Феня накинула платок — как сумраком погасила свет на себе.
_ Ваня, а ведь нас унюхали в то утро.
— Как унюхали?
Когда Феня рассказала о кромешной ночи, неразгадной как суеверие, Новосельцев спросил:
— Как же ушла?
— За мной они кинулись, в поле. А не видели: за плетнем стояла. Сказать-то, и на свете меня не было в ту минуту; умерла я от такой страсти, Ваня. Промахнули мимо меня.
Новосельцев повернулся на желтых калгановых цветочках.
— Считай, у того плетня заново родилась.
— Заново не надо. Если на такое, жаль ее костить.
— А сама ты ничего не унюхала? Почему к Дарьиной избе все сошлось? Словно сбор какой. И мы здесь.
Что может быть? Это правда! Она, обойдя ложь годами, является. Не пропадет, пока не исполнит свое назначение. Ты понимаешь, стягивает сюда. Нет будто иной точки. Какая в ней сила! В правде. Она владеет судьбой.
— Умный ты, Ваня, — сказала Феня с надеждой в неясном.
— Умна правда. А ложь вколачивали в вашу избу.
Сломалось. Вон куда отошло. Так видела ты этого Павла Ловягина?

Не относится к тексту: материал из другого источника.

PR #408, opened 2021-09-13
Update README syntax

charlesfries:


README.md
```diff
@@ -223,25 +222,22 @@ Ember Data attributes [support a `defaultValue` config option](http://emberjs.co
...
+  @array('string') titles;
+}
 ```
 
 Since JavaScript objects and arrays are passed by reference, the value of `defaultValue` is copied using `Ember.copy` in order to prevent all instances sharing the same value. If a `defaultValue` option is not specified, `fragment` properties default to `null` and `fragmentArray` properties default to an empty array. Note that this may cause confusion when creating a record with a `fragmentArray` property:
 
 ```javascript
 let person = store.createRecord('person');
-let addresses = person.get('addresses'); // null
+let addresses = person.addresses; // null
```
knownasilya, line 240: I think `get` is basically still required on models, since attrs can be relationships.

README.md
```diff
@@ -253,46 +249,49 @@ Like `attr`, the `defaultValue` option can be a function that is invoked to gene
...
-export default Model.extend({
-  name: fragment('name', {
+export default class PersonModel extends Model {
+  @fragment('name', {
     defaultValue() {
       return {
         first: 'Unsullied',
-        last: Ember.uuid()
-      }
+        last: Ember.uuid(),
```
knownasilya, line 261: Should probably not use a global Ember in an example. Can import `uuid` and use that (make a comment about installing uuid from npm)

charlesfries: Added the `uuid` note, though it still seems kind of awkward. Do you know if it's possible to use `guidFor` here?

`import { guidFor } from '@ember/object/internals';`

knownasilya: Maybe just change the example 🙂

knownasilya (approved):

knownasilya:
@charlesfries looks like there are some conflicts again. I'll merge as soon as those are resolved.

— Это верно, на Митьку он глазами походит.
— И какой вывод?
— Обманут был Федор Григорьевич. Поняла его.
И мучения Мити. А я, Ваня, прости, домучила.
Глядела Феня под кустик, в бруснику красную.
— Это потом, — сказал Новосельцев. — А теперь о дальнейшем. Сейчас ты через яверь в лес украдкой, а я останусь. Ждать меня будешь у условного ключика. Люди должны подойти. А я отсюда с оглядкой за минами — и к ключику. Поняла? Жди.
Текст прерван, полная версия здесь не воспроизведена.